PR #219, opened 2025-04-11
Fix incorrect property in <s-banner> of Checkout template

kumar303:
### Background

This is a follow-up to https://github.com/Shopify/extensions-templates/pull/217

The `title` heading was invalid for `<s-banner>`

### Solution
🔧 

### Checklist


simontaisne (approved):
💯

PR #260, opened 2025-05-23
Update title / heading props for admin action and banner

kyledurand:
Update incorrect props


vividviolet (approved):
thanks for fixing this!

PR #264, opened 2025-05-29
Fix path for delivery option discounts

davejcameron:
### Background

The URL was incorrect to the input query which was preventing the function from being uploaded when first created.

### Solution

Point to the input query

### Checklist


lizkenyon (approved):
👌

PR #270, opened 2025-06-05
Added encryption settings and location mappings url

DavidHou9:
### Background

### Solution

### Checklist


IP1102 (approved):

terminal-management/shopify.extension.toml.liquid
```diff
@@ -3,6 +3,8 @@ name = "{{ name }}"
 type = "terminal_management"
 
 terminals_url = "https://api.paymentprovider.com/terminals"
-terminal_status_url = "https://api.paymentprovider.com/terminal/status"
+terminal_details_url = "https://api.paymentprovider.com/terminal/details"
 # This is the page on your website where merchants can go to diagnose problems.
-terminal_diagnostic_page_url = "https://paymentprovider.com/help"
+terminal_diagnostic_page_url = "https://api.paymentprovider.com/terminal/setup_help"
+terminal_encryption_settings_url = "https://api.paymentprovider.com/terminal/encryption_settings"
+provider_location_mappings_url = "https://api.example.com/location_mappings"
```
kerfootj, line 10: Is the `provider` prefix necessary? All the urls point to the provider so `location_mappings_url` is probably sufficient.

kerfootj (approved):
Just a comment on the `provider_location_mappings_url` name. Either way I think this is good.

terminal-management/shopify.extension.toml.liquid
```diff
@@ -3,6 +3,8 @@ name = "{{ name }}"
 type = "terminal_management"
 
 terminals_url = "https://api.paymentprovider.com/terminals"
-terminal_status_url = "https://api.paymentprovider.com/terminal/status"
+terminal_details_url = "https://api.paymentprovider.com/terminal/details"
 # This is the page on your website where merchants can go to diagnose problems.
-terminal_diagnostic_page_url = "https://paymentprovider.com/help"
+terminal_diagnostic_page_url = "https://api.paymentprovider.com/terminal/setup_help"
+terminal_encryption_settings_url = "https://api.paymentprovider.com/terminal/encryption_settings"
```
cpilegard, line 9: I can't find an example of what we expect of this endpoint, do you have a link to that? I'm just looking to make sure "encryption settings" makes sense for the naming.

cpilegard: Thanks. I think this is fine for Adyen but there's probably more to discuss there before this goes public.

cpilegard (approved):

PR #148, opened 2024-07-05
feat: Batch vote publish loop (BFT-474)

aakoshh:
## What ❔

- [x] Add `BatchStore::unsigned_batch_numbers` to query `BatchNumber`s that still need a QC
- [x] Add `BatchStore::batch_to_sign` to fetch the `Batch` with the correct `BatchHash` that needs to be signed
- [x] Add `PersistentBatchStore::unsigned_batch_numbers` to implement the above
- [x] Add `PersistentBatchStore::batch_to_sign` to implement the above
- [x] Add `AttesterRunner` to periodically query `unsigned_batch_numbers`, retrieve the data with `batch_to_sign` and publish the `Signed<Batch>` to the gossip network.
- [x] Run the `AttesterRunner` in `Executor` if the node has an `Attester` key.
- [x] Add a minimum batch number to sign to prevent repeated signing

The code will re-submit the node's signature after a restart to a number of batches to be determined by the database query. We can say we'll re-publish the top 10 unsigned batches, or we can say we'll only look for the ones which follow the last finalised batch observed the Main node. It is enough to publish a vote once because of the way `BatchVotes` works (gossip peers will pull the data they need when they connect). Because we'll always have the batches in order, we can take note of the highest number we have published a vote for and never publish it again (until a restart), to save ourselves the trouble of repeatedly retrieving and signing the payload. That said it is assumed that `batch_to_sign` is cheap as it just needs to look up a hash in the DB.

### Follow up steps

The ticket will need a counterpart in `zksync-era` to implement the new `PersistentBatchStore` operations by querying Postgres. Need figuring out which column needs to go into the hash.

## Why ❔

To publish the attestations over L1 batches to the gossip network, so that a QC can be formed in https://github.com/matter-labs/era-consensus/pull/145

### DIFF
--- a/node/actors/executor/src/attestation.rs
+++ b/node/actors/executor/src/attestation.rs
@@ -22,7 +22,7 @@ pub(super) struct AttesterRunner {
 }
 
 impl AttesterRunner {
-    /// Crete a new instance of a runner.
+    /// Create a new instance of a runner.
     pub(super) fn new(
         block_store: Arc<BlockStore>,
         batch_store: Arc<BatchStore>,
--- a/node/actors/executor/src/attestation.rs
+++ b/node/actors/executor/src/attestation.rs
@@ -1,0 +1,73 @@
+//! Module to publish attestations over batches.
+
+use std::sync::Arc;
+
+use anyhow::Context;
+use zksync_concurrency::ctx;
+use zksync_concurrency::time;
+use zksync_consensus_network::gossip::BatchVotesPublisher;
+use zksync_consensus_storage::{BatchStore, BlockStore};
+
+use crate::Attester;
+
+const POLL_INTERVAL: time::Duration = time::Duration::seconds(1);
+
+/// Polls the database for new batches to be signed and publishes them to the gossip channel.
+pub(super) struct AttesterRunner {
+    block_store: Arc<BlockStore>,
+    batch_store: Arc<BatchStore>,
+    attester: Attester,
+    publisher: BatchVotesPublisher,
+}
+
+impl AttesterRunner {
+    /// Crete a new instance of a runner.
+    pub(super) fn new(
+        block_store: Arc<BlockStore>,
+        batch_store: Arc<BatchStore>,
+        attester: Attester,
+        publisher: BatchVotesPublisher,
+    ) -> Self {
+        Self {
+            block_store,
+            batch_store,
+            attester,
+            publisher,
+        }
+    }
+    /// Poll the database for new L1 batches and publish our signature over the batch.
+    pub(super) async fn run(self, ctx: &ctx::Ctx) -> ctx::Result<()> {
+        let public_key = self.attester.key.public();
+        loop {
+            // Pretend that the attesters can evolve.
+            let Some(attesters) = self.block_store.genesis().attesters.as_ref() else {
+                continue;
+            };
+            if !attesters.contains(&public_key) {
+                continue;
+            }
+
+            let unsigned_batch_numbers = self
+                .batch_store
+                .unsigned_batch_numbers(ctx)
+                .await
+                .context("unsigned_batch_numbers")?;
+
+            for bn in unsigned_batch_numbers {
+                if let Some(batch) = self
+                    .batch_store
+                    .batch_to_sign(ctx, bn)
+                    .await
+                    .context("batch_to_sign")?
+                {
+                    self.publisher
+                        .publish(attesters, &self.attester.key, batch)
+                        .await
+                        .context("publish")?;
+                }
+            }
+
+            ctx.sleep(POLL_INTERVAL).await?;
+        }
+    }
+}
--- a/node/actors/executor/src/attestation.rs
+++ b/node/actors/executor/src/attestation.rs
@@ -6,6 +6,7 @@ use anyhow::Context;
 use zksync_concurrency::ctx;
 use zksync_concurrency::time;
 use zksync_consensus_network::gossip::BatchVotesPublisher;
+use zksync_consensus_roles::attester::BatchNumber;
 use zksync_consensus_storage::{BatchStore, BlockStore};
 
 use crate::Attester;
@@ -38,6 +39,9 @@ impl AttesterRunner {
     /// Poll the database for new L1 batches and publish our signature over the batch.
     pub(super) async fn run(self, ctx: &ctx::Ctx) -> ctx::Result<()> {
         let public_key = self.attester.key.public();
+        // The first batch number we want to publish our vote for. We don't have to re-publish a vote
+        // because once it enters the vote register even future peers can pull it from there.
+        let mut min_batch_number = BatchNumber(0);
         loop {
             // Pretend that the attesters can evolve.
             let Some(attesters) = self.block_store.genesis().attesters.as_ref() else {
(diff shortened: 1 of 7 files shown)


node/actors/executor/src/attestation.rs
```diff
@@ -0,0 +1,89 @@
...
+    }
+    /// Poll the database for new L1 batches and publish our signature over the batch.
+    pub(super) async fn run(self, ctx: &ctx::Ctx) -> ctx::Result<()> {
+        let public_key = self.attester.key.public();
+        // The first batch number we want to publish our vote for. We don't have to re-publish a vote
+        // because once it enters the vote register even future peers can pull it from there.
+        let mut min_batch_number = BatchNumber(0);
+        loop {
+            // Pretend that the attesters can evolve.
+            let Some(attesters) = self.block_store.genesis().attesters.as_ref() else {
```
RomanBrodetski, line 47: not very relevant now, but doesn't this one need to pass the l1 batch number for which we need the list of attesters?

aakoshh: Today was the first time I heard about this plan to have attesters be queries that way. I knew looking for attesters in genesis probably wasn't going to be the final form, but it seems pervasive in the codebase, so I didn't see a reason to start deviating from it here. The same goes for the list of validators. 

What I thought was that there might be some kind of configuration that lives on until it's replaced with a new one, those _epochs_ that we saw in the Solidity code, so that one might have to know the current and previous and potentially the next epochs, but not arbitrary batch/block numbers.

This is potentially one of those places where an STM approach would help as well, to have an in-memory representation of what we believe is _the_ current state, without having to deal with eventual consistency between every component of the system.

So you are right that this is a design smell, but it's such a gaping hole that I don't know what to fill it with at the moment that looks more plausible.

node/actors/executor/src/attestation.rs
```diff
@@ -0,0 +1,89 @@
...
+                    continue;
+                }
+
+                if let Some(batch) = self
+                    .batch_store
+                    .batch_to_sign(ctx, bn)
+                    .await
+                    .context("batch_to_sign")?
+                {
+                    min_batch_number = batch.number.next();
```
RomanBrodetski, line 77: So I understand we always expect the `unsigned_batch_numbers` to be consecutive - you also left a comment that 
> // Batches appear in the store in order, even if we might have QC for a newer and not for an older batch

This makes sense, but then the API and the overall loop flow seems hard to follow: if `unsigned_batch_numbers` is supposed to be consecutive, why do we represent it as an array, not range? Now on the type level it's possible to represent errounous sequence like `4, 5, 7`. 

Also, feels confusing to have both an array of values to process and a mutable variable `min_batch_number` that allows for filtering such sequence.

Could we maybe keep a mutable range instead and operate over it? And thus only request the `last_persisted_batch` from `batch_store` to update the upper limit. 

There is probably a good reason why it is made like it is but then we should question the unerlying APIs/design decisions

node/actors/executor/src/attestation.rs
RomanBrodetski: Makes sense... So maybe we should request it one and not in a loop since it will not work correctly in the loop in its current form..

node/actors/executor/src/attestation.rs
aakoshh: Thanks for taking a close look at this; if it's confusing, I might have misunderstood something. 

> we always expect the `unsigned_batch_numbers` to be consecutive

Not necessarily. By saying "batches appear in order" I simply meant that the actual records in `l1_batches` will be be consecutive, we won't see batch 6 appear in that table before batch 5. However the result of `unsigned_batch_numbers` can have gaps in it, because the records in `l1_batches_consensus` can appear in arbitrary order, once we have the `l1_batch`. That's exactly why it's an array and not a range. 

Say the last finalized batch is batch 3, and we have batches [4,5,6,7,8] in the database, and just so it happens that our node has already collected and inserted batch QC for batch 6 and 8. When we query `unsigned_batch_numbers` it will return [4,5,7], as per your example. This just means that we are still interested in collecting signatures over 4, 5 and 7, but we don't need to sign 6 and 8 as we already have the QC. 

So, we start by retrieving the `Batch` with the `hash` for 4, sign it, publish it, and raise the `min_batch_number` to 4+1. We never have to sign 4 again until we restart. Then, we sign and publish 5, and finally 7. Next time we look for unsigned numbers, we can look from `min_block_number=8`, since everything that was before that we already signed. The query won't return 8 because it has a QC, but when 9 appears, we can sign it. 

The only thing that can throw this off at the moment is if `batch_to_sign` happened to return `None` for 4 and `Some` for 5, but I believe/hope that would make no sense, as it would mean we have the commitment for 5 earlier than 4, and I'm pretty sure that would break some recursive property of proofs.

You may be right that it's a code smell to query the `unsigned_batch_numbers` array and _then_ filter it. In fact in https://github.com/matter-labs/zksync-era/pull/2399 a very similar `min_batch_number` was passed to the query. It means something slightly different though: in the query its purpose is to represent the "last finalized batch", whatever that might be - currently it's just the last batch minus 10, but eventually it should come from the main node or L1. But from the outside perspective I thought the `PersistentBatchStore` (or the `BatchStore`, depending on where we want to put an L1 API client) itself is a self-contained authority on what needs to be signed. This particular filter is just a way to prevent repeatedly retrieving the payload from the DB to hash and sign it, when we have already just done this. Only this loop knows that, though. So it's just a separation of concerns based on who is supposed to possess what information.

Say we passed this filter into the `unsigned_batch_numbers` right here. The inner query might know what the latest finalized batch is (either because it's flagged in the DB, or there is an L1 client, or the main node has been queried), but now it doesn't know if it should override the value passed in by this loop, or not. That's why it's actually the maximum of two numbers: `where l1_batch.number > last_signed_by_us and l1_batch.number > last_finalized`.

aakoshh: > Could we maybe keep a mutable range instead and operate over it? And thus only request the last_persisted_batch from batch_store to update the upper limit.

IIUC that would be something like using `PersistentBatchStore::last_batch` for the upper limit, and introducing a `PersistentBatchStore::first_unsigned_batch() -> BatchNumber` or `PersistentBatchStore::last_finalized_batch() -> Option<BatchNumber>`, and then signing everything in between, periodically asking whether the upper limit can move on to the next step. The difference would be that it wouldn't skip all the numbers in between for which we already have a QC, unless we query those explicitly as we go to skip them, or retrieve and sign the payload regardless. 

I don't have a strong opinion on which one is better. For sure the main node API will need a `last_finalized_batch` query, which we discussed is one that doesn't have a gap after it. Implementing it now will mean we can have 1 less query methods.

aakoshh: I think another reason I went with this because it deferred most of the logic to the store, and I couldn't really come up with a good definition for a `last_finalized_batch` method. Does it mean it's on L1 and L1 is final? Surely just because it's signed doesn't actually mean it's "final". So last "quorumed"? 

How about `get_earliest_unsigned_batch_number`, returning `Some` or `None`? Not as nice as something that would return a finalized height, but it might be the only thing we can do. 

And then it's just extended to return all of them, but I do see the appeal of not repeatedly returning 10 items just to discard all of them, but simply querying the `last_batch`, which saves a few roundtrips in all except the first loop.

If you agree with this "earliest unsigned" I'll rewrite the two PRs in terms of that.

RomanBrodetski: hey thanks for all this context! It makes sense and I understand the reasoning. I marginally prefer `get_earliest_unsigned_batch_number` over the current implementation, but also feel free to keep as is - we may revisit all of this after we have the first testing results.

aakoshh: Okay, let's rewrite. It will save an extra query because the current way of determining the minimum height to consider for signing requires querying the maximum first.

node/actors/executor/src/attestation.rs
brunoffranca: For now I think it's fine to do it like this. We are going to deploy first without attester rotation anyway. There's a lot of places where we use genesis() so it's better if we do it separately.

node/actors/executor/src/attestation.rs
```diff
@@ -0,0 +1,89 @@
...
+/// Polls the database for new batches to be signed and publishes them to the gossip channel.
+pub(super) struct AttesterRunner {
+    block_store: Arc<BlockStore>,
+    batch_store: Arc<BatchStore>,
+    attester: Attester,
+    publisher: BatchVotesPublisher,
+}
+
+impl AttesterRunner {
+    /// Crete a new instance of a runner.
```
brunoffranca, line 25:
```suggestion
    /// Create a new instance of a runner.
```

brunoffranca (approved):
Approved!

node/actors/executor/src/attestation.rs
aakoshh: https://github.com/matter-labs/era-consensus/pull/150

node/actors/executor/src/attestation.rs
aakoshh: This was moved out of the loop in #150

PR #150, opened 2024-07-08
refactor: Use earliest batch number to sign (BFT-474)

aakoshh:
## What ❔

Followup for some design discussions in https://github.com/matter-labs/era-consensus/pull/148

* Removes `BatchStore::unsigned_batch_numbers`
* Add `BatchStore::earliest_batch_number_to_sign`
* Add `BatchStore::latest_batch_number`
* Changes `AttesterRunner` to have a mutable range of `earliest_batch_number` and `latest_batch_number` instead of querying `unsigned_batch_numbers` and filtering it with a `min_batch_number`

## Why ❔

This might be more intuitive than the original version. 

Another motivation was that the current implementation of `unsigned_batch_numbers` in https://github.com/matter-labs/zksync-era/pull/2399 has to do two queries: 1) to figure out the latest batch number and 2) to find all batches without certificates within a limited range of the latest batch. 

Here we only query the latest batch number in each loop, and we forego the check on whether a QC already exists, otherwise we'd be back at doing two queries, or some ugly book keeping to only check it on the first loop after a restart. It should be cheap enough to publish a duplicate vote.


node/libs/storage/src/batch_store.rs
```diff
@@ -258,23 +258,55 @@ impl BatchStore {
...
+        }
+
+        let batch = self
+            .persistent
+            .last_batch(ctx)
+            .await
+            .context("persistent.last_batch()")?;
+
+        Ok(batch)
+    }
```
brunoffranca, line 283: For my education, is there any situation where we reach line 276? It seems like inner.persisted should always have a last batch.

brunoffranca (approved):

node/libs/storage/src/batch_store.rs
aakoshh: Great question, it should be obviously true, but it I suspect it's tricky at the moment because of how https://github.com/matter-labs/zksync-era/pull/2340 implements it:

* indeed we [initialise](https://github.com/matter-labs/zksync-era/blob/d12fbd3a380cbd58414342884a1adb146a46c42d/core/node/consensus/src/storage/store.rs#L92) the state when we create the `PersistentBatchStore`, so you'd think it will never be empty if we have a batch
* then, the `BatchStoreRunner` [copies the state](https://github.com/matter-labs/era-consensus/blob/96e5e692c064ad254dc5f7ec7b6ecdefdeb30f58/node/libs/storage/src/batch_store.rs#L153-L165) from the persistent inner to the wrapper 
* however, the `PersistentBatchStore` implementation returns a [hardcoded](https://github.com/matter-labs/zksync-era/blob/d12fbd3a380cbd58414342884a1adb146a46c42d/core/node/consensus/src/storage/store.rs#L455) `None` instead of the thing it keeps updated, because this mechanism would trigger the `SyncBatch` gossip which isn't configured correctly and causes tests to fail

So actually it will never be updated and we always reach line 276 at the moment. 

Your question also made me think whether it's okay to look at `inner.queued` at all. From what I can tell the way that gets [updated](https://github.com/matter-labs/era-consensus/blob/96e5e692c064ad254dc5f7ec7b6ecdefdeb30f58/node/actors/network/src/gossip/runner.rs#L364) is in `Network::run_stream` _iff_ our node asked the remote peer for the batch, and the precondition for that is that the remote peer reports these as [available](https://github.com/matter-labs/era-consensus/blob/96e5e692c064ad254dc5f7ec7b6ecdefdeb30f58/node/actors/network/src/gossip/fetch.rs#L149) to us. What I don't understand is why it reports the [queued](https://github.com/matter-labs/era-consensus/blob/96e5e692c064ad254dc5f7ec7b6ecdefdeb30f58/node/actors/network/src/gossip/runner.rs#L260) state rather than the persisted one, it looks like a chicken and egg problem: if I only report what's queued, and the only thing that gets queued is what I pull from others, and they only report to me as available what they managed to pull, then who reports availability first to get it going? Yet we know that if persisted is enabled it will gossip 😵 

What I was afraid of is that it will allow others to push one batche to us that we didn't want, and then force this thing to forego the check to the DB at all, causing it to stall by not sending anything else. 

Unrelated but we should keep in mind that it looks like the batch any peer gives us will enter our cache and prevent anything else from entering [without validation](https://github.com/matter-labs/era-consensus/blob/96e5e692c064ad254dc5f7ec7b6ecdefdeb30f58/node/libs/storage/src/batch_store.rs#L249-L255). We talked about Merkle proofs, they should be validated as early as possible, not during the storing operation asynchronously, because this node will start spreading the lie over gossip as soon as the batch is in the cache.

I will remove the `queued` from this because I don't trust it. It's also more likely that we'll have a payload to sign if we rely on the persisted batches.

aakoshh: For the blocks we can see that `queue_block` is called when the replica [saves a block](https://github.com/matter-labs/era-consensus/blob/96e5e692c064ad254dc5f7ec7b6ecdefdeb30f58/node/actors/bft/src/replica/block.rs#L47) during consensus. Can't see the same for a batch.

aakoshh: Found it, `queued` is [initialised](https://github.com/matter-labs/era-consensus/blob/96e5e692c064ad254dc5f7ec7b6ecdefdeb30f58/node/libs/storage/src/batch_store.rs#L199) to be the same as `persisted`

aakoshh: And here's another chicken and egg problem or potential deadlock:

The updating of the `batches_persisted` uses the `BatchStoreState` which has a `last: Option<SyncBatch>` field. This gets [updated in a loop](https://github.com/matter-labs/zksync-era/blob/c0f2329d47321d0d95f6e176a01e0bca5eeb03c5/core/node/consensus/src/storage/store.rs#L213) whenever we have a new batch. Currently we are ignoring the `SyncBatch::proof` field, so once we see an increase in the latest batch number, we can retrieve the batch. The update loop should do something to check more often for `SyncBatch` otherwise we won't be signing the batch until the _next_ one arrives. 

But!

The bigger problem is that `SyncBatch::proof` requires inclusion on L1, which means the batch has to be signed first, which means if we use the appearance of a new persisted batch in the data structure as a signal for signing it, we will never sign anything as soon as we introduce proofs.

I reckon that means I have to poll the database for the payload, there's no way around it, and can't use any of the existing in-memory reflections which are based on `SyncBatch`.

node/actors/executor/src/attestation.rs
```diff
@@ -39,51 +38,68 @@ impl AttesterRunner {
...
+
+            // Refresh the upper end of the range.
+            if earliest_batch_number > last_batch_number {
+                last_batch_number = self
+                    .batch_store
+                    .last_batch_number(ctx)
+                    .await
+                    .context("last_batch_number")?
+                    .unwrap_or(last_batch_number);
+            }
```
RomanBrodetski, line 102: it's indeed easier to follow now, but I find the execution flow here peculiar... 

We maintain these two pointers in memory (`mut earliest_batch_number` and `mut last_batch_number`), we go through batches in between those two numbers in a `while` loop and sign them, until either:
1. needed batch commitment is missing in the DB (we `break`)
2. we reached `last_batch_number + 1` (`while` condition doesn't hold true)

then we sleep for `POLL_INTERVAL` and conditionally bump `last_batch_number` - only if condition `2.` from above triggered - otherwise we return to the loop, waiting for `batch_to_sign` to become `batch_to_sign(ctx, earliest_batch_number)`. Why do we need both? We essentially have two restrictions that prevent event loop from continuing:
* `batch_to_sign(ctx, earliest_batch_number).is_some()`
* `last_batch_number(ctx)`

we check them in a different way and in different places, and also treat them differently - when (1) is false, we poll, whereas when we do (2), we update `last_batch_number`, but they do effectively the same - makes this component wait.

Could we achieve the same result in a way that's easier to follow? Something like:
```
let last_persisted_batch = self
                    .batch_store
                    .last_batch_number(ctx)
                    .await
                    .context("last_batch_number")?
                    .unwrap_or(last_batch_number);
let mut current_batch_number = self
            .batch_store
            .earliest_batch_number_to_sign(ctx)
            .await
            .context("earliest_batch_number_to_sign")?
            .unwrap_or(last_persisted_batch);
          
// log the current and last_persisted_batch numbers

loop {
             let batch = get_batch_to_sign_blocking(current_batch_number);
             // log the batch number and time spent waiting (although will be apparent from log lines)
            // also consider sending this timing to prometheus
             
            self.publisher
                    .publish(attesters, &self.attester.key, batch)
                    .await
                    .context("publish")?;
                  
           current_batch_number = current_batch_number.next()
}

// blocks until the batch is available in the DB for signing
    fn get_batch_to_sign_blocking(batch_number) -> attester::Batch {
    loop {
        let res =self
                    .batch_store
                    .batch_to_sign(ctx, batch_number)
                    .await
                    .context("batch_to_sign")?
        match res {
            Some(batch) => {
                return batch;
            }
            None => {
                sleep(polling_interval);
            }
        }
    }
}
```
the blocking logic can be done in `PersistentBatchStore` directly - will need to look deeper to see what makes more sense but I think we have a lot of polling there already.

Am I missing something or is the code above equivalent? If so, I like it more since the control flow is very clear (albeit still imperative). State space is much smaller - the only mutable var is `current_batch_number`.

node/libs/storage/src/batch_store.rs
RomanBrodetski: So what is **currently** the exact meaning of `queued` and `persisted` fields in `BatchStoreL::Inner`? The comments are not helpful:
```
/// Inner state of the `BatchStore`.
#[derive(Debug)]
struct Inner {
    /// Batches that are queued to be persisted.
    queued: BatchStoreState,
    /// Batches that are already persisted.
    persisted: BatchStoreState,
    cache: VecDeque<attester::SyncBatch>,
}
```

node/actors/executor/src/attestation.rs
aakoshh: Yours looks equivalent in what it achieves, just doing different queries in the background. I'll rewrite it that way.

I'd rather avoid blocking inside the `PersitentBatchStore` by polling inside the call. Easier to compose if individual methods do just simple things.

aakoshh: Done in https://github.com/matter-labs/era-consensus/pull/150/commits/49a9b94d2d8b76e7713bc6be3edf7fc3ad97ac84

I didn't add timing info - it's going to be on average the same as any recurring event between batches - but I'll add metrics as part of BFT-486 if that's okay.

RomanBrodetski: > Yours looks equivalent in what it achieves, just doing different queries in the background

for me the important part here is that we never invoke `last_batch_number` (less things to keep in mind) and instead of two mutable variables just stores one. The state in the original version is represented by a `range`, whereas here it's just one number. For me it's substantially easier to reason about, do you agree?

aakoshh: Yes I agree it's easier to follow, and thank you dedicating you time to make it nicer! 

I did it in a range because that's what you asked [earlier](https://github.com/matter-labs/era-consensus/pull/148#discussion_r1668747408): 

> Could we maybe keep a mutable range instead and operate over it? And thus only request the last_persisted_batch from batch_store to update the upper limit.

I just focussed on making that happen without looking for further opportunities 😅

RomanBrodetski: oh yes agree could have proposed this the first time 👍

node/libs/storage/src/batch_store.rs
brunoffranca: > I reckon that means I have to poll the database for the payload, there's no way around it, and can't use any of the existing in-memory reflections which are based on SyncBatch.

I agree as well. SyncBatches really shouldn't be in the data flow for L1 batch signing since they serve a different purpose. But at this point I'm also confused with the data flows for all these different tasks. I need to create some flow diagrams for this.

> So what is currently the exact meaning of queued and persisted fields in BatchStoreL::Inner?

AFAIK, `persisted` means it should be in the DB, `queued` is either in the DB or waiting to get in the DB. The name is a bit confusing because you expect them to be disjoint, but `queued` is a superset of `persisted`.

aakoshh: Yeah they only become apparent when you look at the way they are maintained. The `BlockStore` is a more authoritative example, as the batch syncing story is incomplete. 

### `queued` 
`queued` basically means stuff that has been added to the `cache`, which happens when the node _pulls_ batches from its peers. The `BatchRunner` is subscribed to changes in `queued` and will asynchronously push them to the `PersistentBatchStore`. 

Things that appear in `queued` are also _pushed_ to gossip peers. The precondition of pulling from a peer is a push from that peer to show that data is available.

However, the gossiping of `SyncBatch` is currently disabled:
* The `PersistentBatchStore::persisted()` implementation returns `None` for `last`, which causes `queued` to be initialised to `None` as well, and therefore no node is trying to push anything.
* Nothing seems to call `BatchStore::queue_batch` from anywhere outside gossip, unlike `BlockStore::queue_block`, which is called when a block is finalised. I suppose we could change the `BatchStoreRunner` to not just call `truncate_cache` but also append to the cache when a new thing is available in the DB, which would cause things to be gossiped. It's a snake that bites its own tail because we might have persisted it because it appeared in queued. 


### `persisted`

This is maintained by `BatchStoreRunner::run` which copies changed state from `PersistentBatchStore::persisted()` to the `inner.persisted`, to reflect what is in the DB. 

The content here currently is maintained by polling the database and putting in all the payload from all the blocks in the batch _without_ the inclusion proof. That will have to change in the future to wait for the proof.

aakoshh: Added docstrings.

■ How to complete this task ■
If a line in the data above contains "input", return that line.

■ Exercise answer ■
The URL was incorrect to the input query which was preventing the function from being uploaded when first created.
Point to the input query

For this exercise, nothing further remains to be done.